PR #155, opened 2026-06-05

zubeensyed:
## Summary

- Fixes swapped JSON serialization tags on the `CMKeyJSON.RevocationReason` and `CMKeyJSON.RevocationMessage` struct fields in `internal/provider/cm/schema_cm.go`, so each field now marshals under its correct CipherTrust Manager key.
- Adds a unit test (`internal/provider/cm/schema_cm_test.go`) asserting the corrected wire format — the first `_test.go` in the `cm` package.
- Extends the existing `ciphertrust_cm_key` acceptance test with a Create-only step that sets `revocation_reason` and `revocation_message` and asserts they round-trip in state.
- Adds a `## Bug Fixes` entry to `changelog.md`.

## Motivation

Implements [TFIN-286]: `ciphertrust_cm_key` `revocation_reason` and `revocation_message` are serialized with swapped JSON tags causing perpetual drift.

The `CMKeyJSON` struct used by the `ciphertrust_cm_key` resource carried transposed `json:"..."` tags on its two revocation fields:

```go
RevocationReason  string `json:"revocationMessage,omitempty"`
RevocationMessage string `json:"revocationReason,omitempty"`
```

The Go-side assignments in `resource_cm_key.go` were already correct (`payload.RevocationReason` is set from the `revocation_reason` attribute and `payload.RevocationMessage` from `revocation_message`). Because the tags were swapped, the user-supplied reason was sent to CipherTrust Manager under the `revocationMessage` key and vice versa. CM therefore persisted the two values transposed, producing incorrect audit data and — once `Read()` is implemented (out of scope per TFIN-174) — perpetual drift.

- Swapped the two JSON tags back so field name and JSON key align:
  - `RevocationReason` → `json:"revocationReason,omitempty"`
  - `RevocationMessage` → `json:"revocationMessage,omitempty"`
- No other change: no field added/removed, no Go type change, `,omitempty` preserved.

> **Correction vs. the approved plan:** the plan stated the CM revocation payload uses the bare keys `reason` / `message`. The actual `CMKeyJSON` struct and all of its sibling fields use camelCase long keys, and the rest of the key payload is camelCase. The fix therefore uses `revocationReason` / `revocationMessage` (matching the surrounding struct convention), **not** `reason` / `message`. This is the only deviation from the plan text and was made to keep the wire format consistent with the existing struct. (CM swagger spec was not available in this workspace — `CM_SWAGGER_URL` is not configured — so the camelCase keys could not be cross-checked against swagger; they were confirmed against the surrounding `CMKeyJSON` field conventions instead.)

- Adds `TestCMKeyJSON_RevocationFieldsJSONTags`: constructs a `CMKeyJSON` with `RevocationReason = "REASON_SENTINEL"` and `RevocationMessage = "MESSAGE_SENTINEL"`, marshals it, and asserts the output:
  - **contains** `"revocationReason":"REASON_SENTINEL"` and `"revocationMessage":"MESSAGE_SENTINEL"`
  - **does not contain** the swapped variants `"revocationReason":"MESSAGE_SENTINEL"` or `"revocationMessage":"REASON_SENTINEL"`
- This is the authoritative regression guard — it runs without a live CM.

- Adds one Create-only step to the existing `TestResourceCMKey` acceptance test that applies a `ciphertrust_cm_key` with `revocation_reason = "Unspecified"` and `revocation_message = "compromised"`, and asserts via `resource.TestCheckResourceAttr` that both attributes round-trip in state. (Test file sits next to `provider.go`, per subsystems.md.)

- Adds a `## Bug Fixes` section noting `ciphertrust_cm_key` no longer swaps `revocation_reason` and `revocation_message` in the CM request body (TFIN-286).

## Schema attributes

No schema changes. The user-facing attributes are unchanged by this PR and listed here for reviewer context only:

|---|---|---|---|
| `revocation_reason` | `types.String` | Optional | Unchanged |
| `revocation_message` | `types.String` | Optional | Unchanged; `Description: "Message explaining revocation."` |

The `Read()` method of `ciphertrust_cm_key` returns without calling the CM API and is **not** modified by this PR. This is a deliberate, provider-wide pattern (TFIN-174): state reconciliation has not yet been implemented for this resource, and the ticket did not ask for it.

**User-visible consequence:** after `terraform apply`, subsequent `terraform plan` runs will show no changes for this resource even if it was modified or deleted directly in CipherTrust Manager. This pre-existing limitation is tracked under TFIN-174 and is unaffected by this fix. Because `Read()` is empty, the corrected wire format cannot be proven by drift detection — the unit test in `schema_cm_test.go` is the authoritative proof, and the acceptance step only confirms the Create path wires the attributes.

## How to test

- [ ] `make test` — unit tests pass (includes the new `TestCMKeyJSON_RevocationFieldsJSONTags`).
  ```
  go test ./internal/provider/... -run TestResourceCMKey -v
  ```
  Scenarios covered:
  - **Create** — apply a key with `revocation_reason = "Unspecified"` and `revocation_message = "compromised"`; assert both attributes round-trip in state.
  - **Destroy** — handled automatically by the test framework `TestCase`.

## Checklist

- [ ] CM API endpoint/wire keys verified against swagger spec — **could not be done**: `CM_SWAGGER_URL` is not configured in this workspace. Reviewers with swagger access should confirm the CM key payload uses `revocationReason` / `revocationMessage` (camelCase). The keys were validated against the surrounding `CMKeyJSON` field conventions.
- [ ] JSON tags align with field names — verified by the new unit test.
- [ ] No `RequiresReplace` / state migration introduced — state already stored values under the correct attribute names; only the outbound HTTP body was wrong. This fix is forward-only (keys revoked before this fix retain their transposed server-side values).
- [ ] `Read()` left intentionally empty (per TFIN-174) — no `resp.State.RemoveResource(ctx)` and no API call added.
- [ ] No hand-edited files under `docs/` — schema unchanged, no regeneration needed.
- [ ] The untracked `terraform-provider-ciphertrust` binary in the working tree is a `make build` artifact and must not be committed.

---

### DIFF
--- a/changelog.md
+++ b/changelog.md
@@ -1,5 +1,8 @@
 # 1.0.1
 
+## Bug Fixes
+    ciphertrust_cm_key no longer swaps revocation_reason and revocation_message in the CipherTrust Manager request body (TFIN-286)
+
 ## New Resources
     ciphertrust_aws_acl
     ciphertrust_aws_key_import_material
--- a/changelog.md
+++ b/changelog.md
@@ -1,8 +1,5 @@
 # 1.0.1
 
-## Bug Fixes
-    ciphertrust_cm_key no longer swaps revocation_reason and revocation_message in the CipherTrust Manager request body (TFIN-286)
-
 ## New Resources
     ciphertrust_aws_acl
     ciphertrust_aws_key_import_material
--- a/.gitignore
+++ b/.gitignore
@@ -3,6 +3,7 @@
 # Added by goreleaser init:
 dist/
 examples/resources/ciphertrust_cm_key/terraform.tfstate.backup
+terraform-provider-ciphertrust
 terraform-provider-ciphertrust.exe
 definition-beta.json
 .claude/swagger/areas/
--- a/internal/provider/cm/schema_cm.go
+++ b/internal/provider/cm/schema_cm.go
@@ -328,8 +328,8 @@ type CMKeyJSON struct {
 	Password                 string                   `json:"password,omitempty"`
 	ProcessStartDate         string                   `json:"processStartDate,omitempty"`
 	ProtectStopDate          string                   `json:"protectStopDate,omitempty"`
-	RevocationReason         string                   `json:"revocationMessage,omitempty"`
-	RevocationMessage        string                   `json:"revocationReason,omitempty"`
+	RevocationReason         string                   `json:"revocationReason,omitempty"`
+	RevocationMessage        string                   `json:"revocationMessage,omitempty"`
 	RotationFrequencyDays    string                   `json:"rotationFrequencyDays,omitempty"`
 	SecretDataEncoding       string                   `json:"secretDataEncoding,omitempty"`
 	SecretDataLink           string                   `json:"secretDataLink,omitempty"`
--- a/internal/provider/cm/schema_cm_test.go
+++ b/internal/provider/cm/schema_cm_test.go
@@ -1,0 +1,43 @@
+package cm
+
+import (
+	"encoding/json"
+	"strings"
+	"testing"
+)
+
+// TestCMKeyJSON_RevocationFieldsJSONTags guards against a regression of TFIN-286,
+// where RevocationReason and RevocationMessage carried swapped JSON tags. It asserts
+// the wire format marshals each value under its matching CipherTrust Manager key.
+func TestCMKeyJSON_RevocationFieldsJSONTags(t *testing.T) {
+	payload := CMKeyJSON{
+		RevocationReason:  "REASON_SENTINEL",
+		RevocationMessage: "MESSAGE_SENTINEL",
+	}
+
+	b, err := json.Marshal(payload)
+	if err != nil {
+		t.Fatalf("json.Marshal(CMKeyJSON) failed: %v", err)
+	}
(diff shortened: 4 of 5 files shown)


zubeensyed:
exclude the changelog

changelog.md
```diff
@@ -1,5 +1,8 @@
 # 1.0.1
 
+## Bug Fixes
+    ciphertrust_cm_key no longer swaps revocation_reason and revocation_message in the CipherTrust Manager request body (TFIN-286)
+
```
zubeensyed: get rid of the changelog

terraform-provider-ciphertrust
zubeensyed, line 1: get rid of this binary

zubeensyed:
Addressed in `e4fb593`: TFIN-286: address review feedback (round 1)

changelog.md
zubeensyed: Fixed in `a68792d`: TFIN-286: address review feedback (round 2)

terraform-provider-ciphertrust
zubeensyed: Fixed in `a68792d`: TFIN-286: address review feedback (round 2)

----

* [ACTIVITY]:
Which lines above contain the word "types"? List them.

* [SOLUTION BELOW]:
| `revocation_reason` | `types.String` | Optional | Unchanged |
| `revocation_message` | `types.String` | Optional | Unchanged; `Description: "Message explaining revocation."` |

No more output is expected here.